[DATA]:
PR #3060, opened 2018-08-09
[PINOT-6845] Provide a controller override for storage quota checks

sunithabeeram:
Changes include:
- add a controller level config to disable storage quota checks. Enabled by default. Will flip this around when we are ready to reenable the storage checks.
- Use the conf to determine if quota needs to be checked during upload.

Testing done:
Pushed changes to integration test controller and confirmed that quota tests are not done.

Currently there is no test coverage for the APIs. Will look into adding them in subsequent PRs.

### DIFF
--- a/pinot-controller/src/main/java/com/linkedin/pinot/controller/ControllerConf.java
+++ b/pinot-controller/src/main/java/com/linkedin/pinot/controller/ControllerConf.java
@@ -80,6 +80,9 @@ public class ControllerConf extends PropertiesConfiguration {
   private static final long DEFAULT_SEGMENT_UPLOAD_TIMEOUT_IN_MILLIS = 600_000L; // 10 minutes
   private static final int DEFAULT_REALTIME_SEGMENT_METADATA_COMMIT_NUMLOCKS = 64;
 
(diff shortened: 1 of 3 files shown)


pinot-controller/src/main/java/com/linkedin/pinot/controller/ControllerConf.java
```diff
@@ -80,6 +80,9 @@
   private static final long DEFAULT_SEGMENT_UPLOAD_TIMEOUT_IN_MILLIS = 600_000L; // 10 minutes
   private static final int DEFAULT_REALTIME_SEGMENT_METADATA_COMMIT_NUMLOCKS = 64;
 
+  private static final String ENABLE_STORAGE_QUOTA_CHECK = "controller.enable.storage.quota.check";
+  private static final boolean DEFAULT_STORAGE_QUOTA_CHECK = false;
```
snleee: If the storage quota was enabled by default before this change, I think we should turn this on by default. Otherwise, it's not backward compatible and may affect to users outside.

sunithabeeram: Updated the default.

PR #3061, opened 2018-08-09
Add a tool to clean up non-live instances

Jackie-Jiang:
The tool will simply remove all instances that are not in LIVEINSTANCES from INSTANCES and CONFIGS/PARTICIPANT.
Use with caution!


Jackie-Jiang:
@kishoreg Yes, we should call Helix.deleteInstance() ideally. The reason I added this small tool is because when we replace hardware we don't call that method, and ZK **INSTANCES** dir will never be cleaned up. Before running this tool, we need to make sure all instances in IdealStates are live. I agree that this tool is a little risky to use. Will close the PR and use it just for a record.

PR #3064, opened 2018-08-10
Revert "Remove using http connection pool in table-size api path

sunithabeeram:
This reverts commit d4fb2e0cb4c6c1bee69aa6452e4690e30f308829.

As silly as this sounds, this commit was based on an incorrect log line :(. Will fix the logs in another PR.

Also, turns out that we don't have any limits on the thread-pool used for making out bound connections, so removing the connection pool as well results in unbounded connections being made.


mcvsubbu:
Looks like the pool at least limits the number of outgoing connections we make per segments. Agree that we should keep the pool for now (even though it is churning all the time) while we look for alternative solutions.

sunithabeeram:
Yes, this is a clean revert of the commit.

[REQUIRED ACTION]:
Every entry in the listing above is to be repeated verbatim.

[COMPLETED TASK]:
PR #3060, opened 2018-08-09
[PINOT-6845] Provide a controller override for storage quota checks

sunithabeeram:
Changes include:
- add a controller level config to disable storage quota checks. Enabled by default. Will flip this around when we are ready to reenable the storage checks.
- Use the conf to determine if quota needs to be checked during upload.

Testing done:
Pushed changes to integration test controller and confirmed that quota tests are not done.

Currently there is no test coverage for the APIs. Will look into adding them in subsequent PRs.

### DIFF
--- a/pinot-controller/src/main/java/com/linkedin/pinot/controller/ControllerConf.java
+++ b/pinot-controller/src/main/java/com/linkedin/pinot/controller/ControllerConf.java
@@ -80,6 +80,9 @@ public class ControllerConf extends PropertiesConfiguration {
   private static final long DEFAULT_SEGMENT_UPLOAD_TIMEOUT_IN_MILLIS = 600_000L; // 10 minutes
   private static final int DEFAULT_REALTIME_SEGMENT_METADATA_COMMIT_NUMLOCKS = 64;
 
(diff shortened: 1 of 3 files shown)


pinot-controller/src/main/java/com/linkedin/pinot/controller/ControllerConf.java
```diff
@@ -80,6 +80,9 @@
   private static final long DEFAULT_SEGMENT_UPLOAD_TIMEOUT_IN_MILLIS = 600_000L; // 10 minutes
   private static final int DEFAULT_REALTIME_SEGMENT_METADATA_COMMIT_NUMLOCKS = 64;
 
+  private static final String ENABLE_STORAGE_QUOTA_CHECK = "controller.enable.storage.quota.check";
+  private static final boolean DEFAULT_STORAGE_QUOTA_CHECK = false;
```
snleee: If the storage quota was enabled by default before this change, I think we should turn this on by default. Otherwise, it's not backward compatible and may affect to users outside.

sunithabeeram: Updated the default.

PR #3061, opened 2018-08-09
Add a tool to clean up non-live instances

Jackie-Jiang:
The tool will simply remove all instances that are not in LIVEINSTANCES from INSTANCES and CONFIGS/PARTICIPANT.
Use with caution!


Jackie-Jiang:
@kishoreg Yes, we should call Helix.deleteInstance() ideally. The reason I added this small tool is because when we replace hardware we don't call that method, and ZK **INSTANCES** dir will never be cleaned up. Before running this tool, we need to make sure all instances in IdealStates are live. I agree that this tool is a little risky to use. Will close the PR and use it just for a record.

PR #3064, opened 2018-08-10
Revert "Remove using http connection pool in table-size api path

sunithabeeram:
This reverts commit d4fb2e0cb4c6c1bee69aa6452e4690e30f308829.

As silly as this sounds, this commit was based on an incorrect log line :(. Will fix the logs in another PR.

Also, turns out that we don't have any limits on the thread-pool used for making out bound connections, so removing the connection pool as well results in unbounded connections being made.


mcvsubbu:
Looks like the pool at least limits the number of outgoing connections we make per segments. Agree that we should keep the pool for now (even though it is churning all the time) while we look for alternative solutions.

sunithabeeram:
Yes, this is a clean revert of the commit.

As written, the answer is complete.